Items from a dataset:
◇ ◇ ◇

PR #2432, opened 2024-01-26
[chore] Bump `@actions/core` to ^1.10.1 to remove `set-output` warning and set action to use Node 20

jonathanedey:
- `@actions/core` ^1.9.1 -> ^1.10.1
- Set send-email action to use Node 20


lahirumaramba (approved):
Thanks!

PR #2451, opened 2024-02-07
[chore] Bump `mailgun.js` to `v10.1.0`

jonathanedey:
- Verified in https://github.com/firebase/firebase-admin-node/actions/runs/7821364789/job/21338134512?pr=2451


lahirumaramba (approved):
Thanks! LGTM

PR #2469, opened 2024-02-24
issue 2467: add async to send each loop to prevent local validation f…

DyosTheNerd:
### Discussion
adds async to send each loop to prevent local validation from throwing errors which could result in messages being sent and accepted by the api, while the function would still throw an error.

### Testing

adds a test with a successful message and one that does not pass local validation. Previously, this would throw an error.

### DIFF
--- a/src/messaging/messaging.ts
+++ b/src/messaging/messaging.ts
@@ -294,7 +294,7 @@ export class Messaging {
 
     return this.getUrlPath()
       .then((urlPath) => {
-        const requests: Promise<SendResponse>[] = copy.map((message) => {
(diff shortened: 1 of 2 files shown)


Doris-Ge (approved):
Thank you for adding this!

jonathanedey (approved):
LGTM! Thank you @DyosTheNerd for the contribution.

DyosTheNerd:
no probs :) @jonathanedey as branch is out of date, do you need me to update the branch, or will it automatically be done on merge from your side?

jonathanedey:
Yes could you update the branch. Updating on your side makes it easier in case there are any conflicts. Thanks!

PR #2458, opened 2024-02-13
Add public SSRC methods

erikeldridge:
Internal client updates.

This is based on PR #2457, which updated the API client.

### Discussion

Working with @lahirumaramba and @trekforever.

### Testing

Ran npm test and all tests pass.

PR #2478, opened 2024-02-27
Remove SSRC async initializer

erikeldridge:
Clarifies the name of in-app default when used in a server context.

PR https://github.com/firebase/firebase-admin-node/pull/2458 defined an async convenience method `getServerTemplate`. In practice, we find the sync alternative `initServerTemplate` much more user-friendly and use it exclusively, so this PR removes `getServerTemplate`.

### Discussion

Working with @lahirumaramba and @trekforever.

### Testing

Ran npm test and all tests pass.

Functionally tested using a local server.

### DIFF
--- a/src/remote-config/remote-config.ts
+++ b/src/remote-config/remote-config.ts
@@ -177,16 +177,6 @@ export class RemoteConfig {
   }
 
   /**
-   * Instantiates {@link RemoteConfigServerTemplate} and then fetches and caches the latest
-   * template version of the project.
-   */
-  public async getServerTemplate(options?: RemoteConfigServerTemplateOptions): Promise<RemoteConfigServerTemplate> {
-    const template = this.initServerTemplate(options);
-    await template.load();
-    return template;
-  }
-
-  /**
    * Synchronously instantiates {@link RemoteConfigServerTemplate}.
    */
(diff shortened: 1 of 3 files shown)


src/remote-config/remote-config.ts
```diff
@@ -176,16 +176,6 @@ export class RemoteConfig {
...
-  /**
-   * Instantiates {@link RemoteConfigServerTemplate} and then fetches and caches the latest
-   * template version of the project.
-   */
-  public async getServerTemplate(options?: RemoteConfigServerTemplateOptions): Promise<RemoteConfigServerTemplate> {
-    const template = this.initServerTemplate(options);
-    await template.load();
-    return template;
-  }
-
```
lahirumaramba, line 188: do we need to update the internal API proposals to reflect this change?

lahirumaramba (approved):
LGTM! thanks!

src/remote-config/remote-config.ts
erikeldridge: I was thinking this is a subset of the approved API, ie I'm not adding an unreviewed method, so it wasn't worth a full amendment, but I'll add a note to the doc, comment-in the approvers and see if they have any objections.

jenh (approved):

src/remote-config/remote-config.ts
erikeldridge: Amendment approved!

PR #2487, opened 2024-03-05
Support SSRC conditions

erikeldridge:
Add support for condition evaluation.

Note this is based on https://github.com/firebase/firebase-admin-node/pull/2496.

### Discussion

Working with @lahirumaramba and @trekforever.

### Testing

Ran npm test and all tests pass.

Functionally tested using a local server.

PR #2496, opened 2024-03-15
Remove product prefix from SSRC types

erikeldridge:
We have a Firebase AIP to not include product prefixes in type names.

### Discussion

There are already some types with the prefix, but we can avoid adding new types, as discussed with @lahirumaramba.

This change also renames the unused RemoteConfigServerCondition -> NamedServerCondition, in anticipation of https://github.com/firebase/firebase-admin-node/pull/2487.

### Testing

Ran npm test and all tests pass.

Functionally tested using a local server.


jenh (approved):
Looks good to me; also tested with a local server client--it successfully fetched all configured parameters from Remote Config without error.

lahirumaramba (approved):
LGTM!

PR #2073, opened 2016-07-31
Problem: no OBS _service and various packaging problems

bluca:
See individual commits.

These changes allow to build the latest HEAD of libzmq for Debian 7 and 8, Ubuntu 14.10, 15.10 and 16.04, Fedora 23 and 24, and OpenSUSE Tumbleweed and Leap 42.1:

https://build.opensuse.org/package/show/home:bluca/libzmq


bluca:
@sappo - I setup a token and created the project: https://build.opensuse.org/project/show/home:zeromq:libzmq
Once we have the official project we should build libzmq and CZMQ in the same project, otherwise if the ABI changes they won't be usable together

sappo:
Does obs resolve dependencies within the same repository. For example there's no official libzmq package for cent os but we still can build czmq with the package from obs.

bluca:
Yes, it's automatic if they are part of the same project, or the meta can reference other projects, but then it's confusing for users as they have to add all of them on their machines individually.
I was thinking we could have multiple subproject in home:zeromq, but not divided per library but per topic, for example a DRAFT one and a non-DRAFT one.

sappo:
Neat!

PR #2074, opened 2016-08-01
Problem: OBS compress not available on CentOS

bluca:
Solution: run the obs-service-compress at service time rather than
buildtime


bluca:
@sappo - CentOS 7 and RHEL 7 builds added: https://build.opensuse.org/package/show/home:zeromq:libzmq/libzmq

PR #2084, opened 2016-08-16
Fix compatibility with newer CMake.

Kentzo:
See CMake bug for details.

https://gitlab.kitware.com/cmake/cmake/issues/16201


bluca:
Thanks!

```
Problem: X is broken

Solution: do Y and Z to fix X
```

◇ ◇ ◇

__Exercise aim__:
Copy out every record above exactly as written.

__Expected answer__:
PR #2432, opened 2024-01-26
[chore] Bump `@actions/core` to ^1.10.1 to remove `set-output` warning and set action to use Node 20

jonathanedey:
- `@actions/core` ^1.9.1 -> ^1.10.1
- Set send-email action to use Node 20


lahirumaramba (approved):
Thanks!

PR #2451, opened 2024-02-07
[chore] Bump `mailgun.js` to `v10.1.0`

jonathanedey:
- Verified in https://github.com/firebase/firebase-admin-node/actions/runs/7821364789/job/21338134512?pr=2451


lahirumaramba (approved):
Thanks! LGTM

PR #2469, opened 2024-02-24
issue 2467: add async to send each loop to prevent local validation f…

DyosTheNerd:
### Discussion
adds async to send each loop to prevent local validation from throwing errors which could result in messages being sent and accepted by the api, while the function would still throw an error.

### Testing

adds a test with a successful message and one that does not pass local validation. Previously, this would throw an error.

### DIFF
--- a/src/messaging/messaging.ts
+++ b/src/messaging/messaging.ts
@@ -294,7 +294,7 @@ export class Messaging {
 
     return this.getUrlPath()
       .then((urlPath) => {
-        const requests: Promise<SendResponse>[] = copy.map((message) => {
(diff shortened: 1 of 2 files shown)


Doris-Ge (approved):
Thank you for adding this!

jonathanedey (approved):
LGTM! Thank you @DyosTheNerd for the contribution.

DyosTheNerd:
no probs :) @jonathanedey as branch is out of date, do you need me to update the branch, or will it automatically be done on merge from your side?

jonathanedey:
Yes could you update the branch. Updating on your side makes it easier in case there are any conflicts. Thanks!

PR #2458, opened 2024-02-13
Add public SSRC methods

erikeldridge:
Internal client updates.

This is based on PR #2457, which updated the API client.

### Discussion

Working with @lahirumaramba and @trekforever.

### Testing

Ran npm test and all tests pass.

PR #2478, opened 2024-02-27
Remove SSRC async initializer

erikeldridge:
Clarifies the name of in-app default when used in a server context.

PR https://github.com/firebase/firebase-admin-node/pull/2458 defined an async convenience method `getServerTemplate`. In practice, we find the sync alternative `initServerTemplate` much more user-friendly and use it exclusively, so this PR removes `getServerTemplate`.

### Discussion

Working with @lahirumaramba and @trekforever.

### Testing

Ran npm test and all tests pass.

Functionally tested using a local server.

### DIFF
--- a/src/remote-config/remote-config.ts
+++ b/src/remote-config/remote-config.ts
@@ -177,16 +177,6 @@ export class RemoteConfig {
   }
 
   /**
-   * Instantiates {@link RemoteConfigServerTemplate} and then fetches and caches the latest
-   * template version of the project.
-   */
-  public async getServerTemplate(options?: RemoteConfigServerTemplateOptions): Promise<RemoteConfigServerTemplate> {
-    const template = this.initServerTemplate(options);
-    await template.load();
-    return template;
-  }
-
-  /**
    * Synchronously instantiates {@link RemoteConfigServerTemplate}.
    */
(diff shortened: 1 of 3 files shown)


src/remote-config/remote-config.ts
```diff
@@ -176,16 +176,6 @@ export class RemoteConfig {
...
-  /**
-   * Instantiates {@link RemoteConfigServerTemplate} and then fetches and caches the latest
-   * template version of the project.
-   */
-  public async getServerTemplate(options?: RemoteConfigServerTemplateOptions): Promise<RemoteConfigServerTemplate> {
-    const template = this.initServerTemplate(options);
-    await template.load();
-    return template;
-  }
-
```
lahirumaramba, line 188: do we need to update the internal API proposals to reflect this change?

lahirumaramba (approved):
LGTM! thanks!

src/remote-config/remote-config.ts
erikeldridge: I was thinking this is a subset of the approved API, ie I'm not adding an unreviewed method, so it wasn't worth a full amendment, but I'll add a note to the doc, comment-in the approvers and see if they have any objections.

jenh (approved):

src/remote-config/remote-config.ts
erikeldridge: Amendment approved!

PR #2487, opened 2024-03-05
Support SSRC conditions

erikeldridge:
Add support for condition evaluation.

Note this is based on https://github.com/firebase/firebase-admin-node/pull/2496.

### Discussion

Working with @lahirumaramba and @trekforever.

### Testing

Ran npm test and all tests pass.

Functionally tested using a local server.

PR #2496, opened 2024-03-15
Remove product prefix from SSRC types

erikeldridge:
We have a Firebase AIP to not include product prefixes in type names.

### Discussion

There are already some types with the prefix, but we can avoid adding new types, as discussed with @lahirumaramba.

This change also renames the unused RemoteConfigServerCondition -> NamedServerCondition, in anticipation of https://github.com/firebase/firebase-admin-node/pull/2487.

### Testing

Ran npm test and all tests pass.

Functionally tested using a local server.


jenh (approved):
Looks good to me; also tested with a local server client--it successfully fetched all configured parameters from Remote Config without error.

lahirumaramba (approved):
LGTM!

PR #2073, opened 2016-07-31
Problem: no OBS _service and various packaging problems

bluca:
See individual commits.

These changes allow to build the latest HEAD of libzmq for Debian 7 and 8, Ubuntu 14.10, 15.10 and 16.04, Fedora 23 and 24, and OpenSUSE Tumbleweed and Leap 42.1:

https://build.opensuse.org/package/show/home:bluca/libzmq


bluca:
@sappo - I setup a token and created the project: https://build.opensuse.org/project/show/home:zeromq:libzmq
Once we have the official project we should build libzmq and CZMQ in the same project, otherwise if the ABI changes they won't be usable together

sappo:
Does obs resolve dependencies within the same repository. For example there's no official libzmq package for cent os but we still can build czmq with the package from obs.

bluca:
Yes, it's automatic if they are part of the same project, or the meta can reference other projects, but then it's confusing for users as they have to add all of them on their machines individually.
I was thinking we could have multiple subproject in home:zeromq, but not divided per library but per topic, for example a DRAFT one and a non-DRAFT one.

sappo:
Neat!

PR #2074, opened 2016-08-01
Problem: OBS compress not available on CentOS

bluca:
Solution: run the obs-service-compress at service time rather than
buildtime


bluca:
@sappo - CentOS 7 and RHEL 7 builds added: https://build.opensuse.org/package/show/home:zeromq:libzmq/libzmq

PR #2084, opened 2016-08-16
Fix compatibility with newer CMake.

Kentzo:
See CMake bug for details.

https://gitlab.kitware.com/cmake/cmake/issues/16201


bluca:
Thanks!

```
Problem: X is broken

Solution: do Y and Z to fix X
```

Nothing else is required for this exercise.